Berakhot: benedizioni, ma è anche il titolo del primo trattato Berakhot della Mishnah e del Talmud, appartenente al primo Ordine: Zera’im, sementi. 

Berith: patto, alleanza.

 Harizah: collana, è una tecnica midrashica rabbinica, un’argomentazione a base di luoghi biblici, che raccoglie una serie di testi, l’uno seguente all’altro, espressi con un’immagine accattivante: proprio come il susseguirsi delle perle di una collana. 

Midrash: ricerca, indica la ricerca dei sensi della Torah; concerne le norme da seguire nella prassi della vita religiosa e giuridica, cioè la halakháh. Gli elementi narrativi integranti i racconti biblici, gli insegnamenti su Dio, sull’uomo, sul mondo, gli elementi folkloristici (proverbi, favole, tradizioni popolari) costituiscono invece la haggadáh: meditazione ed espressione libera del pensiero ebraico in campo spirituale. 

Miqra: lettura del sefer, il rotolo della Scrittura. 

Mishnah: ripetizione, studio, insegnamento, cioè la raccolta della dottrina tradizionale confluita nell’opera omonima di R. Jehuda ha-Nasi (135-217), che volle mettere al sicuro il patrimonio delle tradizioni ebraiche dando vita a un testo autorevole: la Mishnah, appunto, cioè il codice della Legge orale. Il commento alla Mishnah, detto Ghemara, costituisce il Talmud.
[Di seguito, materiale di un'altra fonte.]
PR #1332, opened 2024-11-04
chore: sync go work dependencies

Noroth:
## Motivation and Context

Apply missing dependency updates after router update.


Aenimus (approved):
LGTM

Esso viene redatta in ebraico, puro e scorrevole, e si divide in 6 Sedarim (Ordini), a loro volta suddivisi in 63 Massekhot (Trattati). 

Shekhinà: presenza, il manifestarsi di Dio sulla scena del mondo, sebbene egli abbia sede nel cielo più lontano. 

Shema’ Israel: Ascolta, Israele, letture di tre passi della Torah (Dt 6,4-9; Dt 11,13-21; Nm 15,37-41. 

TaNaKh: acronimo per designare la Bibbia; le iniziali indicano: Ta, la Torah; Ne, i Nevi’im cioè i Profeti anteriori, i libri storici o più esattamente quelli della storia deuteronomistica, e posteriori, cioè i profeti scrittori, con l’esclusione di Daniele; Kh i Ketuvim, cioè gli Scritti o Sapienziali. 

Targum: traduzione, il termine designa una versione aramaica della Miqra. 

Tiqqun: il tutto originario ristabilito dalla redenzione.